*Assigned task*:
With the first line as the start and the line containing "That's another reason" as the end, write out every line of the records exactly.
*** Opening of Records for processing ***
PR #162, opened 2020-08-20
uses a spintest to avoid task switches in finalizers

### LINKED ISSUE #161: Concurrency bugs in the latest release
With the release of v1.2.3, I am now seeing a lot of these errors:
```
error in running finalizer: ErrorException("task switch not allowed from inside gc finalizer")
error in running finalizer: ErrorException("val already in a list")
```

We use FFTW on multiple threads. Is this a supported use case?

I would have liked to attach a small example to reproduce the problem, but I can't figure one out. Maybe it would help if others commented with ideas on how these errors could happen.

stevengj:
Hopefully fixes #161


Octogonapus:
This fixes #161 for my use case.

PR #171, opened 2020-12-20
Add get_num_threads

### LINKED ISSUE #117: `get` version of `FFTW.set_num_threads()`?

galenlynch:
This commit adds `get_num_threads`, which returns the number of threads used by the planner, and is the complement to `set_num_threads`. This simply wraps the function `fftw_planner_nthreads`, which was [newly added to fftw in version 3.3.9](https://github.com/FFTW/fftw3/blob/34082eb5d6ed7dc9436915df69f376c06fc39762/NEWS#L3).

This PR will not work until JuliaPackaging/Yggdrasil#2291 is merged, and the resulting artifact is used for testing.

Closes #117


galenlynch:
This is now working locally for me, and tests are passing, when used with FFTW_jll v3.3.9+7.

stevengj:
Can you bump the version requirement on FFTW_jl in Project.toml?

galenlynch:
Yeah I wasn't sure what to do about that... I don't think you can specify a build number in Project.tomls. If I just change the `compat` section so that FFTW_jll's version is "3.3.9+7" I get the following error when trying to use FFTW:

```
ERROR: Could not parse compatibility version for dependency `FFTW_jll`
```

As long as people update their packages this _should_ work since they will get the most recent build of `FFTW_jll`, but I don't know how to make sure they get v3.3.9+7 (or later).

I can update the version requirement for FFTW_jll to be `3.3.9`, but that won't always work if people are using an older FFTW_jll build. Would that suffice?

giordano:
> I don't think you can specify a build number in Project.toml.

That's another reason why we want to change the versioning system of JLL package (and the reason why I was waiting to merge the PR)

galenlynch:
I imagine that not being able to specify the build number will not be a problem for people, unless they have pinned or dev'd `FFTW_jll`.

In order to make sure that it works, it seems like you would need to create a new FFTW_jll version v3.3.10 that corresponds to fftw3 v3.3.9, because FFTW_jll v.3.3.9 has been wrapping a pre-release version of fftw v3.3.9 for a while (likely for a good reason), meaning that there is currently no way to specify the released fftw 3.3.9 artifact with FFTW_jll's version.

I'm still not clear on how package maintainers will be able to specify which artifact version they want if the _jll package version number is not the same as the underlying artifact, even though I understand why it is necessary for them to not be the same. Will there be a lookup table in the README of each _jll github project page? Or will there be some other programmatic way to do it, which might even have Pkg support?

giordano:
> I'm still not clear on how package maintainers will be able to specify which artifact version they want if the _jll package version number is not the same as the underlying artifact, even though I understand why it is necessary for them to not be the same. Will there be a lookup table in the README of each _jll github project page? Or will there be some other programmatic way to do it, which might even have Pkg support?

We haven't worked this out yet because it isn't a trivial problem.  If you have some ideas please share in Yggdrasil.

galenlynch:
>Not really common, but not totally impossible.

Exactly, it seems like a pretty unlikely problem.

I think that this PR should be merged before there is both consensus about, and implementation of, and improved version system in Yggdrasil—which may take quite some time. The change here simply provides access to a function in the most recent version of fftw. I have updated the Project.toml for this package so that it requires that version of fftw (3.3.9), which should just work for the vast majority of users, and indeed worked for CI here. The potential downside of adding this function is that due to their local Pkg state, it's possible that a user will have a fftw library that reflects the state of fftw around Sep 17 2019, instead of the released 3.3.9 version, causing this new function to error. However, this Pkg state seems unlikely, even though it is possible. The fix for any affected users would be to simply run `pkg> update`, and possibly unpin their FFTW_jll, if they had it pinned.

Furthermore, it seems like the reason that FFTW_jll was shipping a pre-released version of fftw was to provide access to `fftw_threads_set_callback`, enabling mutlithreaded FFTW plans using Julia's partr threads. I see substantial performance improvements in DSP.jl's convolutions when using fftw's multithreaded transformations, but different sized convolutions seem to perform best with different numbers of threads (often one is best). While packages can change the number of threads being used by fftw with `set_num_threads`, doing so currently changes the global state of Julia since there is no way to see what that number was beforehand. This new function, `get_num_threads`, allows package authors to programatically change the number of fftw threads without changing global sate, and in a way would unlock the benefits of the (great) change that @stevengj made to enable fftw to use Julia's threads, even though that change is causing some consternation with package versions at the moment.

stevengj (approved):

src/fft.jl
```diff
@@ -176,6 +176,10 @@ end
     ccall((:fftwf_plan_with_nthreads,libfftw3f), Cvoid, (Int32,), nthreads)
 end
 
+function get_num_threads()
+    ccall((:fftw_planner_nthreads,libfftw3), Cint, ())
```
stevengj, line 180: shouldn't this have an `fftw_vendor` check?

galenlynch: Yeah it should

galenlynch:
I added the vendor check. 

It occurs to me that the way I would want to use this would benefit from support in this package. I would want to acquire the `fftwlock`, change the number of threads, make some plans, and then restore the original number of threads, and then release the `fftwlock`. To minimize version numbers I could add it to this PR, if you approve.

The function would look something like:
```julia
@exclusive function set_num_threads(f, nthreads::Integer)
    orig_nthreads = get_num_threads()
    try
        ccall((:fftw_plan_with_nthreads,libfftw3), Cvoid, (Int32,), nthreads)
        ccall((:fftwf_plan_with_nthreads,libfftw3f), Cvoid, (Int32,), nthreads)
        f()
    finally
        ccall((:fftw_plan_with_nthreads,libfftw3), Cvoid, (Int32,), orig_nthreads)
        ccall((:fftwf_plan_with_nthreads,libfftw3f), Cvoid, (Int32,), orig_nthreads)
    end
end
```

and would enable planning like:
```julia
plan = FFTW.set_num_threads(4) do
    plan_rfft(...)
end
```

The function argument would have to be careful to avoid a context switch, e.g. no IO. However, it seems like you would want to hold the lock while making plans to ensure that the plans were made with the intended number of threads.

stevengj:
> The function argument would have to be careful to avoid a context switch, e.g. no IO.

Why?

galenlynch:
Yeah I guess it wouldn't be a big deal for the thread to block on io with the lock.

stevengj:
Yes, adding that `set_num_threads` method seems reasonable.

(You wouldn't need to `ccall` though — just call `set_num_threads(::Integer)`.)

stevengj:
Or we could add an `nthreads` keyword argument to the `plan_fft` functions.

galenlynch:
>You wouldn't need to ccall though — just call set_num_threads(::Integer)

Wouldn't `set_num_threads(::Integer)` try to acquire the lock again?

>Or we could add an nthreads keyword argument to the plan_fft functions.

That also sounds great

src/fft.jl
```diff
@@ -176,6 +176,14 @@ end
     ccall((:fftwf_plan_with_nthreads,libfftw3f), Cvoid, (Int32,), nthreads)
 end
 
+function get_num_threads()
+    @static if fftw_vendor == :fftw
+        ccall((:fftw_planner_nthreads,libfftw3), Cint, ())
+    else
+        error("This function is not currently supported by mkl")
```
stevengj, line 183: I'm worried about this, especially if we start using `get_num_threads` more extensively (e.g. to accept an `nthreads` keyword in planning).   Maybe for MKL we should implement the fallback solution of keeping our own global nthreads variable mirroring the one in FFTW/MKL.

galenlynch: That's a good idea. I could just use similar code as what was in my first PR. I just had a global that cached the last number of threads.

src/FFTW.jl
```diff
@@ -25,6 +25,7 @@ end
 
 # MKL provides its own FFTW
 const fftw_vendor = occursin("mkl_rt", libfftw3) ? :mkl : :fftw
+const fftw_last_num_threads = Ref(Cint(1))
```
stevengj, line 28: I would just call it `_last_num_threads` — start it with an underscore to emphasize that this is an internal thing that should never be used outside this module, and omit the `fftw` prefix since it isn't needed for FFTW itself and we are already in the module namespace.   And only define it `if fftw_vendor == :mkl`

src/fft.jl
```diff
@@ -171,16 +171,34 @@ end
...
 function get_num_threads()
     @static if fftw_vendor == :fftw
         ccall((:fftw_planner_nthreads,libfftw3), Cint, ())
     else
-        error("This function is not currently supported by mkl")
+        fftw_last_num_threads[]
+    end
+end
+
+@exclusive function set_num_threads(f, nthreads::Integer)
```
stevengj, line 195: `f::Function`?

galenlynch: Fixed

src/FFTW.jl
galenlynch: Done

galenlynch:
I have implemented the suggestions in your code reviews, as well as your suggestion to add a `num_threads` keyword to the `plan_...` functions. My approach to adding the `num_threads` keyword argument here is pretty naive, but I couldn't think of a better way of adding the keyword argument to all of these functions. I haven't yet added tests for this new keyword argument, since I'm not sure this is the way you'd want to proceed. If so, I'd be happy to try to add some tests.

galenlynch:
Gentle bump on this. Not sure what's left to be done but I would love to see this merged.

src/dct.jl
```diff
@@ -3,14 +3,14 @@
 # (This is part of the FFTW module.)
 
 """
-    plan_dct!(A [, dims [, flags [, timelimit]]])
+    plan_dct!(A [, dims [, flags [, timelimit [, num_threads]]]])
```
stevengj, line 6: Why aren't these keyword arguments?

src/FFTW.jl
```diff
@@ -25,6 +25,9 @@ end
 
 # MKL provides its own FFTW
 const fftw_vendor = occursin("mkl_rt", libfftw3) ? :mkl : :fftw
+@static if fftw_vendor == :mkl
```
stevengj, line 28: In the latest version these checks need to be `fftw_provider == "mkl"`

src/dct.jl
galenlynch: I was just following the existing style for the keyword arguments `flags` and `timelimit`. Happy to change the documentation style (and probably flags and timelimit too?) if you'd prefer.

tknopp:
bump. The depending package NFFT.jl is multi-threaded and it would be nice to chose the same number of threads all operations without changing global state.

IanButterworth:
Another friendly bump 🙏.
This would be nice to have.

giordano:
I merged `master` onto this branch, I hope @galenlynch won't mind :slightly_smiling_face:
*** Close of Records for processing ***
*Result below*:
PR #162, opened 2020-08-20
uses a spintest to avoid task switches in finalizers

### LINKED ISSUE #161: Concurrency bugs in the latest release
With the release of v1.2.3, I am now seeing a lot of these errors:
```
error in running finalizer: ErrorException("task switch not allowed from inside gc finalizer")
error in running finalizer: ErrorException("val already in a list")
```

We use FFTW on multiple threads. Is this a supported use case?

I would have liked to attach a small example to reproduce the problem, but I can't figure one out. Maybe it would help if others commented with ideas on how these errors could happen.

stevengj:
Hopefully fixes #161


Octogonapus:
This fixes #161 for my use case.

PR #171, opened 2020-12-20
Add get_num_threads

### LINKED ISSUE #117: `get` version of `FFTW.set_num_threads()`?

galenlynch:
This commit adds `get_num_threads`, which returns the number of threads used by the planner, and is the complement to `set_num_threads`. This simply wraps the function `fftw_planner_nthreads`, which was [newly added to fftw in version 3.3.9](https://github.com/FFTW/fftw3/blob/34082eb5d6ed7dc9436915df69f376c06fc39762/NEWS#L3).

This PR will not work until JuliaPackaging/Yggdrasil#2291 is merged, and the resulting artifact is used for testing.

Closes #117


galenlynch:
This is now working locally for me, and tests are passing, when used with FFTW_jll v3.3.9+7.

stevengj:
Can you bump the version requirement on FFTW_jl in Project.toml?

galenlynch:
Yeah I wasn't sure what to do about that... I don't think you can specify a build number in Project.tomls. If I just change the `compat` section so that FFTW_jll's version is "3.3.9+7" I get the following error when trying to use FFTW:

```
ERROR: Could not parse compatibility version for dependency `FFTW_jll`
```

As long as people update their packages this _should_ work since they will get the most recent build of `FFTW_jll`, but I don't know how to make sure they get v3.3.9+7 (or later).

I can update the version requirement for FFTW_jll to be `3.3.9`, but that won't always work if people are using an older FFTW_jll build. Would that suffice?

giordano:
> I don't think you can specify a build number in Project.toml.

That's another reason why we want to change the versioning system of JLL package (and the reason why I was waiting to merge the PR)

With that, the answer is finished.